How does Elo rating work?
Elo does not measure a model against a fixed answer key. Instead, two models are shown the same prompt, a human picks the better output without knowing which is which, and each model’s score moves based on that result. Beating a higher-rated opponent earns more points than beating a weaker one, and losing costs accordingly. Run thousands of these blind matchups and the ratings settle into an order that reflects human preference.
Because the score is built from comparisons, an Elo number only means something relative to the pool it was computed in. There is no absolute scale, so a rating of one value in one arena is not directly comparable to the same value in another. As more votes come in, ratings also drift, both as the math refines its estimate and as the set of competing models changes.

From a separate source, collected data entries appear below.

PR #155, opened 2019-03-07
469 project creation delay

kenjinp:
# Improved Project Creation Flow ⛲️

> Solving issue: https://github.com/BlueBrain/nexus/issues/469

On project creation, the app will try to query that project's default ES view every .5s. If there's content there, the project is ready and the user will be redirected .

projectscaffolding

This polling process will last 30 seconds. If still we didn't find that the project is ready, we will redirect to the project landing page anyways with a nice warning that thing's aren't quite read yet, but won't freeze any user actions.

When does it matter, and when not?
It matters when quality is subjective and hard to pin to a single metric, which is common in generative tasks like expressive speech or open-ended text. When no fixed test set captures what you care about, letting humans vote in a blind arena is often the most honest ranking you can get, and Elo turns those votes into a clean order.
It matters less when you need a stable, absolute number, for instance to track one model over time or to set a release threshold. Because Elo shifts with the pool and the vote count, it is a snapshot of a population, not a fixed grade. For that, pair it with an absolute benchmark score so you have both the relative ranking and a number that holds still.